**Problem requirements**
Lines holding the word "sample" are the ones to copy from the data below.

**Material to process**
========

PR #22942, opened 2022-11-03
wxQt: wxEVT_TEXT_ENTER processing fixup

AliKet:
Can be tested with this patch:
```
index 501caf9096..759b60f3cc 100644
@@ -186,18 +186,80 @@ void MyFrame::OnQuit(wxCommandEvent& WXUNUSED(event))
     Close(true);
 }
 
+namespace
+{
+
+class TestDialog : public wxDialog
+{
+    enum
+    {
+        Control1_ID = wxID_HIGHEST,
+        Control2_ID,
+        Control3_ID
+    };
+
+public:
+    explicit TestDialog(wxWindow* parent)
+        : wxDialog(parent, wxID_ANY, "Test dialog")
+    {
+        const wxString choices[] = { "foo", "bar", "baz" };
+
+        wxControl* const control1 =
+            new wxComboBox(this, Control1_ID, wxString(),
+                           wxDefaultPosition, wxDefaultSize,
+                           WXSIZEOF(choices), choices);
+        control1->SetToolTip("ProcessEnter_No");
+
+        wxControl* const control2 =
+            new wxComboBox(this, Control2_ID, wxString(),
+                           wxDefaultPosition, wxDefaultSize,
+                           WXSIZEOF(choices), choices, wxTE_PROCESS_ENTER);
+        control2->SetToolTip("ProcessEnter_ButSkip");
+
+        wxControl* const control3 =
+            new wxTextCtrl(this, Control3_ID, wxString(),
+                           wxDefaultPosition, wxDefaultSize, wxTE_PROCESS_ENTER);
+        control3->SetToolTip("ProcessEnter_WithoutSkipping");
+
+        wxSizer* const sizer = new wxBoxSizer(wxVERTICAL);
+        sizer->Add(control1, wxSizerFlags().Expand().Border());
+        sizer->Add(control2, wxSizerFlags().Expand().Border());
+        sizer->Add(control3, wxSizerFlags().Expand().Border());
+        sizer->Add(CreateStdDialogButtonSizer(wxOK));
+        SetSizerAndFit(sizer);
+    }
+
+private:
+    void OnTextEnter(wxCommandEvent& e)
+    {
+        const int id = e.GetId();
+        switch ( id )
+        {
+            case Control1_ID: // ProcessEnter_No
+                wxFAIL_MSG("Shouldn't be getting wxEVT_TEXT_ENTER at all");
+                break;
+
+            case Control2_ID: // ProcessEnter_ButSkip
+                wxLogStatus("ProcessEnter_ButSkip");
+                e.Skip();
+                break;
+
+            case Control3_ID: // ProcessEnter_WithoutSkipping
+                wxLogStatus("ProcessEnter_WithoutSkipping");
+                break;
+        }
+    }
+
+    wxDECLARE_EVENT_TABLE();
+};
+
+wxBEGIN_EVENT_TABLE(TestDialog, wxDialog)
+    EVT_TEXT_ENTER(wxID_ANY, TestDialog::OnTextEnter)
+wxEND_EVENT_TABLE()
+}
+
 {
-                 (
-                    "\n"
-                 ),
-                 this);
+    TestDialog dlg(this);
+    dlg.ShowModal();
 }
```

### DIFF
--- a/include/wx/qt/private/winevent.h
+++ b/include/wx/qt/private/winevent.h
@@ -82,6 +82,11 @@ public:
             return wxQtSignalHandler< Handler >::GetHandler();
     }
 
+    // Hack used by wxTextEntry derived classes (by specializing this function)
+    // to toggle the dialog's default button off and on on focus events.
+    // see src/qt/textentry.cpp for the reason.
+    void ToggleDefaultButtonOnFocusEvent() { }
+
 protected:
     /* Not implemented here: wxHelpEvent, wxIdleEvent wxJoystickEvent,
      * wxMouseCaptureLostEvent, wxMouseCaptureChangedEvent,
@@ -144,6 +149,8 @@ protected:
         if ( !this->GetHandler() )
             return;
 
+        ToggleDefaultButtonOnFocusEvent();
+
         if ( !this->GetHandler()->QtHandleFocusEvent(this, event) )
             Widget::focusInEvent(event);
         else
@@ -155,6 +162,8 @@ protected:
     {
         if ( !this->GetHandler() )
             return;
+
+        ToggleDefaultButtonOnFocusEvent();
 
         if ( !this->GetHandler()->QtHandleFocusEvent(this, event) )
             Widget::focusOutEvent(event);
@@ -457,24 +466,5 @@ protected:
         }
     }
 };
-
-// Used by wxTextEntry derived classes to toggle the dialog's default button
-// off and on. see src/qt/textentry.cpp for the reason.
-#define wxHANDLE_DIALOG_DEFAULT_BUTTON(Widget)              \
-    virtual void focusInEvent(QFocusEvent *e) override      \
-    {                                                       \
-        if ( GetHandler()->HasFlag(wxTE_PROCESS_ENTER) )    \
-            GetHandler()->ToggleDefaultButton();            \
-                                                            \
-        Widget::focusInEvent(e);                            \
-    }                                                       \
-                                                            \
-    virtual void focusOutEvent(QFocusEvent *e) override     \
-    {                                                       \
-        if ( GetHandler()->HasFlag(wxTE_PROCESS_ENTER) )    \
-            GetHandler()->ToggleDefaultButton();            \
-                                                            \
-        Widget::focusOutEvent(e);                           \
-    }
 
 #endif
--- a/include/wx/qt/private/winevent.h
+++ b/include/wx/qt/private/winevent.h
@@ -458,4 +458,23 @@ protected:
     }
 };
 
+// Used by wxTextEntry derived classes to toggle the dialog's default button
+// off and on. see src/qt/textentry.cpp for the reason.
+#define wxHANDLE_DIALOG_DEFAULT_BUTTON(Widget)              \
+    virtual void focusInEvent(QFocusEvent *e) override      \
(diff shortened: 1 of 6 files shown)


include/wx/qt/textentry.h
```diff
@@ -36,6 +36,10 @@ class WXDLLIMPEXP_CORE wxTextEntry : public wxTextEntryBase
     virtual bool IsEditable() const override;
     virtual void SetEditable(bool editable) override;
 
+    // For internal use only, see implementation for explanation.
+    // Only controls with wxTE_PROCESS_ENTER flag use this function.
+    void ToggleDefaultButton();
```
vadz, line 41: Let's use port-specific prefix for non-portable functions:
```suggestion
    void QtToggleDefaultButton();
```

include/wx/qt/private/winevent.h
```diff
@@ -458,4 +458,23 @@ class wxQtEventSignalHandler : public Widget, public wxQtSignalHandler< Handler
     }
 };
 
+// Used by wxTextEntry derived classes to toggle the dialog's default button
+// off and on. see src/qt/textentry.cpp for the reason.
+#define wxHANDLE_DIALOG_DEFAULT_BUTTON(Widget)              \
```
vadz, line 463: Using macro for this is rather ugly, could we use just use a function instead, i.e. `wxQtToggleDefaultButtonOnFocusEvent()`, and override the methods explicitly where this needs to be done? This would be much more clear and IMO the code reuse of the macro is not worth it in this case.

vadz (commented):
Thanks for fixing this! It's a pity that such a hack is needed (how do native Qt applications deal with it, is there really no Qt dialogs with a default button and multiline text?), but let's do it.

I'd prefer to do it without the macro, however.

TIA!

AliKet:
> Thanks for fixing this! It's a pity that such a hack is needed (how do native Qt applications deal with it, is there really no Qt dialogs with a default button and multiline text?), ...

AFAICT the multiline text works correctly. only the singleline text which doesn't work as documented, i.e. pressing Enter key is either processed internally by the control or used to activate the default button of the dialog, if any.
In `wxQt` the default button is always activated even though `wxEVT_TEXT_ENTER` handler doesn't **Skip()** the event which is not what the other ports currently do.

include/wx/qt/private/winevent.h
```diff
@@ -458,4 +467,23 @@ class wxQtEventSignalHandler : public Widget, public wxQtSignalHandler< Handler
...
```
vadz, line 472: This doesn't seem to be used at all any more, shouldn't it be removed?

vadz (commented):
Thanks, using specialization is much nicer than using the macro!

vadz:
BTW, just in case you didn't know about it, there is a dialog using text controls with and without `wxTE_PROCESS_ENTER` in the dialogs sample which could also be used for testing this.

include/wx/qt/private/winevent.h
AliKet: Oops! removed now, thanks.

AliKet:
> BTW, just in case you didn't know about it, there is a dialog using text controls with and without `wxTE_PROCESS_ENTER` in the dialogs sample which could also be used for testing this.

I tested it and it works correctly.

========

**Written response**
BTW, just in case you didn't know about it, there is a dialog using text controls with and without `wxTE_PROCESS_ENTER` in the dialogs sample which could also be used for testing this.
> BTW, just in case you didn't know about it, there is a dialog using text controls with and without `wxTE_PROCESS_ENTER` in the dialogs sample which could also be used for testing this.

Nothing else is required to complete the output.